Purpose:
To evaluate ability of radiomic (computer-extracted imaging) features to distinguish non-small cell lung cancer adenocarcinomas from granulomas at noncontrast CT.
Materials and Methods:
For this retrospective study, screening or standard diagnostic noncontrast CT images were collected for 290 patients (mean age, 68 years; range, 18–92 years; 125 men [mean age, 67 years; range, 18–90 years] and 165 women [mean age, 68 years; range, 33–92 years]) from two institutions between 2007 and 2013. Histopathologic analysis was available for one nodule per patient.
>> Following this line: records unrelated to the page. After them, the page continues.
PR #4147, opened 2026-07-14
[CMSDS-4159] Update accessibility bug reporting

carolyn-crabbycrab:
## Summary

- Updated the accessibility bug reporting guidance on the **Contribution Guidance** and **Note Box** pages.
- Replaced outdated bug reporting language with the current approved guidance for both CMS internal and external users.
- Reviewed and updated the content using the Docsite Guidance Information Architecture to ensure consistency across the documentation site.
- Jira: CMSDS-4132 https://jira.cms.gov/browse/CMSDS-4159

## How to test

1. Navigate to the **Contribution Guidance** and **Note Box** pages.
2. Verify the updated bug reporting guidance appears on both pages.
3. Confirm the Confluence and GitHub links navigate to the correct reporting workflows.
4. Review the content for consistency with the rest of the documentation site.

## Checklist

- [x] Prefixed the PR title with the Jira ticket number as `[CMSDS-4159]`.
- [x] Selected appropriate `Type` label.
- [x] Selected appropriate `Impacts`.
- [x] Selected appropriate release milestone.

- [x] Checked for spelling and grammatical errors.
- [ ] Communicate the assigned milestone/release date with Design so they can communicate appropriately.


sophia-cmsds (approved):

packages/docs/content/getting-started/contribution-guidance.mdx
```diff
@@ -22,7 +22,7 @@ Use this guide to determine whether submitting a contribution proposal is the ri
...
 - The proposed design conflicts with accessibility standards, visual style, or content guidance set by the CMS Design System.
 - The design is not yet validated or has not shown repeat demand from other teams or users.
-- The request involves documentation updates, usage guidance, or content rather than a new visual or functional design element. These types of requests should be shared through one of our Slack channels or the bug-reporting workflow, which you can access in [#cms-design-system](https://cmsgov.slack.com/archives/CHH0381RD) or by opening a [GitHub issue](https://github.com/CMSgov/design-system/issues/new?template=propose-a-new-item-for-the-cms-design-system.md).
+- The request involves documentation updates, usage guidance, or content rather than a new visual or functional design element. Share these types of requests through one of our Slack channels, which you can access in [#cms-design-system](https://cmsgov.slack.com/archives/CHH0381RD). If you do not have access to CMS internal tools, use the [public GitHub issue template](https://github.com/CMSgov/design-system/issues/new?template=propose-a-new-item-for-the-cms-design-system.md) to submit a new issue.
```
tamara-corbalt: Looks good! Two nits:
- Disregard this if the content is already set in stone, but I found it a little odd to refer to "one of our Slack channels" and then link to only one.
- I wonder if the guidance for folks without access to CMS internal tools would be easier to scan if it were its own bullet, similar to the accessibility section on the Note Box page above.

tamara-corbalt (commented):
Looks good overall! Just two pieces of feedback -both disregardable if the content is already set in stone :)

packages/docs/content/components/note-box.mdx
```diff
@@ -139,7 +137,8 @@ What can be included in boxes:
 
 ### Reporting an accessibility bug
 
-If you encounter a bug with the accessibility of the alert component, [refer to our reporting confluence page](https://confluence.cms.gov/pages/viewpage.action?pageId=1138979323) and use CMSDS bug reporting workflow in our #cms-design-system-team slack channel.
+- If you have access to CMS internal tools, report accessibility issues through the [CMSDS bug reporting workflow in Confluence](https://confluence.cms.gov/spaces/HCDSG/pages/1138979323/Do+you+have+a+bug+to+report).
+- If you do not have access to CMS internal tools, report accessibility issues using the [public GitHub issue template](https://github.com/CMSgov/design-system/issues/new?template=propose-a-new-item-for-the-cms-design-system.md).
```
jack-ryan-nava-pbc: I don't think the new item is the correct template to use here. I think this should use the bug workflow: `https://github.com/CMSgov/design-system/issues/new?template=bug-report.md`

jack-ryan-nava-pbc (changes requested):
Agree with @tamara-corbalt's comment!

packages/docs/content/getting-started/contribution-guidance.mdx
carolyn-crabbycrab: Thanks Tamara! You actually validated my original thought. 😊 I initially had the guidance as its own bullet because I felt it was easier to scan but I changed it back to a sentence since that's how the original content was formatted. I agree that the bullet version is more readable so I'll switch it back.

Corresponding nodule of interest was identified on CT axial images by a radiologist with manually annotation. Nodule shape, wavelet (Gabor), and texture-based (Haralick and Laws energy) features were extracted from intra- and perinodular regions. Features were pruned to train machine learning classifiers with 145 patients. In a test set of 145 patients, classifier results were compared against a convolutional neural network (CNN) and diagnostic readings of two radiologists.
Results:
Support vector machine classifier with intranodular radiomic features achieved an area under the receiver operating characteristic curve (AUC) of 0.75 on the test set. Combining radiomics of intranodular with perinodular regions improved the AUC to 0.80. On the same test set, CNN resulted in an AUC of 0.76. Radiologist readers achieved AUCs of 0.61 and 0.60, respectively.
Conclusion:
Radiomic features from intranodular and perinodular regions of nodules can distinguish non-small cell lung cancer adenocarcinomas from benign granulomas at noncontrast CT.
Summary
Perinodular and intranodular radiomic features corresponding to texture and shape (radiomics) were evaluated to distinguish nonsmall cell lung cancer adenocarcinomas from benign granulomas at noncontrast CT.